Francis Adrian Joseph Turville-Petre (4 March 1901 – 16 August 1942) was a British archaeologist, famous for the discovery of the Homo heidelbergensis fossil Galilee Man in 1926, and for his work at Mount Carmel, in what was then the British Mandate of Palestine, now Israel. He was a close friend of Christopher Isherwood and W. H. Auden.
Francis Turville-Petre was born into a Catholic, landed gentry family in England, the oldest of the five children of Oswald and Margaret Petre (née Cave).[1] He was the older brother of Gabriel Turville-Petre, the noted scholar of Icelandic and early Scandinavian. The family moved to the ancestral home of Bosworth Hall, Husbands Bosworth, Leicestershire in 1907.
Turville-Petre went up to Exeter College, Oxford in 1920.[2] He was admitted as a Diploma student in Anthropology at Michaelmas Term, 1921, studying physical anthropology and cultural anthropology (ethnology with archaeology and technology at the Pitt Rivers Museum). He was awarded the Certificate in Physical Anthropology in 1922 and a Diploma in 1924. Following the completion of his studies in Oxford, Turville-Petre went to work on excavations in the Levant.[3]
In 1925 he conducted digs in two caves in the Nahal Amud in Galilee, Israel, Mugharet el-Zuttiyeh (Robber's Cave) and Mugharet el-Emirah (Princes' Cave), both near the Sea of Galilee. It was in the Zuttiyeh cave that he discovered the partial frontal cranial remains of what was first thought to be a Neanderthal individual. The fossil was dubbed the "Galilee skull" and was eventually classified as Homo heidelbergensis.[4] Galilee Man[5] was the first hominid fossil to be unearthed in Western Asia.[6] The fossil is presently housed in the Rockefeller Museum in Jerusalem, and a cast of the skull is on permanent display in the Israel Museum.[7] Turville-Petre was later invited by Dorothy Garrod to join her excavations at Kebara Cave on Mount Carmel. He also took part in excavations in the Sulaimaniya administrative region in Iraqi Kurdistan in October – December 1928, excavating with Garrod the caves of Zarzi and Hazar Merd.[8]

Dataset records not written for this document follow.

PR #1958, opened 2026-01-20
fix: Handle `Self` field in X-Amzn-Trace-Id header

whi-tw:
AWS' load balancers add a `Self` field to the X-Amzn-Trace-Id header [^1] if the header exists, and a `Root` field is already present. This breaks the regex used to parse the header and leads to the traces not being associated with each other.

Allow for an optional Self field at the start of the header. Don't capture this.

[^1]: https://docs.aws.amazon.com/elasticloadbalancing/latest/application/load-balancer-request-tracing.html

### DIFF
--- a/propagator/xray/lib/opentelemetry/propagator/xray/text_map_propagator.rb
+++ b/propagator/xray/lib/opentelemetry/propagator/xray/text_map_propagator.rb
@@ -18,11 +18,23 @@ module OpenTelemetry
       # Propagates context in carriers in the xray single header format
       class TextMapPropagator
         XRAY_CONTEXT_KEY = 'X-Amzn-Trace-Id'
-        XRAY_CONTEXT_REGEX = /\ARoot=(?<trace_id>([a-z0-9\-]{35}))(?:;Parent=(?<span_id>([a-z0-9]{16})))?(?:;Sampled=(?<sampling_state>[01d](?![0-9a-f])))?(?:;(?<trace_state>.*))?\Z/ # rubocop:disable Lint/MixedRegexpCaptureTypes
         SAMPLED_VALUES = %w[1 d].freeze
         FIELDS = [XRAY_CONTEXT_KEY].freeze
 
-        private_constant :XRAY_CONTEXT_KEY, :XRAY_CONTEXT_REGEX, :SAMPLED_VALUES, :FIELDS
+        # Header parsing constants
+        KV_PAIR_DELIMITER = ';'
+        KEY_AND_VALUE_DELIMITER = '='
+        TRACE_ID_KEY = 'Root'
+        PARENT_ID_KEY = 'Parent'
+        SAMPLED_FLAG_KEY = 'Sampled'
+        TRACE_ID_LENGTH = 35
+        SPAN_ID_LENGTH = 16
+        VALID_SAMPLED_VALUES = %w[0 1 d].freeze
+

In 1928 he moved to Berlin, Germany and stayed at the Institute of Sexual Research, run by Dr Magnus Hirschfeld.[9] Whilst based in Berlin Turville-Petre was an active member of the Scientific Humanitarian Committee, which campaigned for gay legal reform and tolerance, and attended the Congress of the World League for Sexual Reform (also founded by Hirschfeld) in Copenhagen in 1928. Known by his friends as 'Fronny', Turville-Petre was openly gay. He encouraged his friend Christopher Isherwood to join him in Berlin, and together with W. H. Auden they enjoyed life, and especially the nightlife, in the city. Turville-Petre left Berlin in 1931, and took up residence on his private rented island of Agios Nikolaos (St Nicolas) near Euboea, in Greece.[10] Isherwood visited him there in 1933.[11] [12]
Turville-Petre was the model for the title character of a lost play by Auden, The Fronny (1930); for the central character of their 1935 play The Dog Beneath the Skin, Auden and Isherwood preserved the name Francis and the idea of the character's wanderings through Europe, but the character in the later play did not resemble Turville-Petre himself.
Isherwood's stay with Turville-Petre on Agios Nikolaos has been described as 'farcical but grim', and in 1959 Isherwood wrote a lightly fictionalised version of Fronny in Down There on a Visit, where he is portrayed as Ambrose, the mad king of a small Greek island.
Turville-Petre died in Cairo, Egypt in 1942 at the age of 41 of syphilis.[13] [14] His archaeological collections from the Middle East are held by the Pitt Rivers Museum, University of Oxford.